Cheng was a dedicated and productive writer. "She would say a day without writing was not worth living," Yan says by phone. Late in her career, the history of Shanghai became a heated subject and "even people who neither lived here nor know about it" wrote about Shanghai and often told untrue stories. "She always wanted to write more and believed a metropolis like Shanghai was worth writing about," Yan says.

Cheng was diagnosed with leukemia in the winter of 2011. Despite chemotherapy and other treatments, she went on with her writing whenever she could.

Lyu from the Xinmin Evening News received a phone call from Cheng in October 2012. "She was laughing and joking that she just made a narrow escape from death," Lyu says. Cheng discussed with the editor about her ideas for a series of pieces for the column.
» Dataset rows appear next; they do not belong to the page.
PR #173, opened 2017-02-24
Docs update with v1.4

renekliment:
**Description:**
Small docs updates.

**Checklist:**


renekliment:
The build for `dev` and therefore this has failed because of https://github.com/larsimmisch/pyalsaaudio/issues/29 The PR build was fine, because it was built earlier with the older version of _pyalsaaudio_. If there is no fix to _pyalsaaudio_ before our version release, I'll push a version lock for the older version and I'm keeping it like this for the meantime.

renekliment:
Merging ... doing _v1.4_ release - yay!

PR #192, opened 2017-03-08
Unique ID in Device Serial Number

sammachin:
New PR based on current dev, to replace #176


renekliment:
@sammachin I've made a small adjustment so it works under Python 3 also.

renekliment:
Tested, works great, merging.

PR #193, opened 2017-03-08
Fix the Hello.mp3 file

sammachin:
Modified the rate to 24kHz and changed to Mono to match other alexa sound files,

Small fix but the hello.mp3 we were using which I think dates back to my alexaweb project! was 16Khz stereo MP3, the other files along with the responses from AVS are 24Khz Mono, this file wasn't playing right on my Jabra speaker it was too fast, have also tested this on my regular Pi


renekliment:
@sammachin Works fine (not that I was expecting anything else). 

Looking at the file, it seems like there's almost two seconds ... [of silence](https://www.youtube.com/watch?v=4zLfCnGVeL4) after the _[hello](https://www.youtube.com/watch?v=YQHsXMglC9A)_ itself. I'm thinking, should we crop it? Not that it really matters, since almost all parts of the initialization happen before playing this and in threads, so the only thing it blocks is platform indication of success (blinking green LEDs and shit), which no one cares about, but if it's there like to keep the audio output open, so there is no cut/mess after the sound, I believe one second should be enough. Usually this is needed before the sound, not after it, before the sound card wakes up, so I'm not sure if this actually makes sense ... Thoughts?

sammachin:
Yeah I did wonder about trimming the audio down but then it's not really a
log file and it's used at startup rather than as part of an interaction so
I figured it was bette left slightly longer than risk clipping it on
unknown hardware, particularly thinking of things like Bluetooth speakers
where the connection may need to be setup.

I take your point the we could trim the end down if we wanted to but it's
minimal gain.

renekliment:
Haha, okay :smile: Merging and I'll do a release during the day.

"She would call me every time she filed the story, sharing details behind each piece, and discussing the accurate expression in Shanghai dialect," Lyu recalls. "She was a quick hand, and I published her pieces as soon as they arrived."

Cheng's death will leave a gap in the lineage of the cultural narrative of Shanghai, Lyu says.

Cheng was a writer who caught hold of the spirit of old Shanghai, says Wang Xiaoying, a fellow woman writer in Shanghai. "Few writers wrote well about the city. Cheng Naishan is a most outstanding of us," she says.

Cheng lived in Hong Kong temporarily in the 1990s. She worked as the Hong Kong correspondent for New Weekly and wrote stories that ranged from outlining the city cultural landscape to an exclusive interview with its most famous comedy movie director, Stephen Chow.